PR #3712, opened 2022-01-23
[Passive validations] Check `debsums` output on Debian

DaniilShmelev:
`debsums` is a utility that can verify all installed packages on Debian system.
This PR allows the agent to read `debsums` output and check for any issues.
Also we've added `debsums` installation to the `installdependencies.sh` script.

**NOTE**: `installdependencies.sh` script is never run automatically by the agent. So in most cases, this package will not be installed by the agent. This is ok since `debsums` an optional dependency. If it's absent, the agent will just skip this validation.

### DIFF
--- a/src/Agent.Worker/DiagnosticLogManager.cs
+++ b/src/Agent.Worker/DiagnosticLogManager.cs
@@ -202,7 +202,7 @@ namespace Microsoft.VisualStudio.Services.Agent.Worker
                     executionContext.Debug($"Error message: {ex}");
                 }
             } else {
-                executionContext.Debug("The platform is not Linux or RHEL6 - skipping debsums check.");
+                executionContext.Debug("The platform is not based on Debian - skipping debsums check.");
             }
 
             try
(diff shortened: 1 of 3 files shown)


src/Agent.Worker/DiagnosticLogManager.cs
```diff
@@ -180,6 +180,29 @@ public sealed class DiagnosticLogManager : AgentService, IDiagnosticLogManager
                 }
             }
 
+            if (PlatformUtil.RunningOnLinux && !PlatformUtil.RunningOnRHEL6) {
```
anatolybolshakov, line 183: Please add debug message for the case when there is another platform, and this step was skipped

anatolybolshakov (approved):

src/Agent.Worker/DiagnosticLogManager.cs
anatolybolshakov: Added message for else branch

EzzhevNikita (approved):

DenisRumyantsev (approved):
Tested it manually. Broken packages can be found inside the build logs as expected (if the `agent.diagnostic` pipeline variable is set to `true`). Also added the `debsums` installation when using `apt` instead of `apt-get`. LGTM, thanks!

anatolybolshakov (approved):

EzzhevNikita (approved):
====================
▶ **TASK DIRECTIONS**
Among the lines above, tally those containing the string "Also" and give only the result.

▶ **RESPONSE TO THIS TASK**
2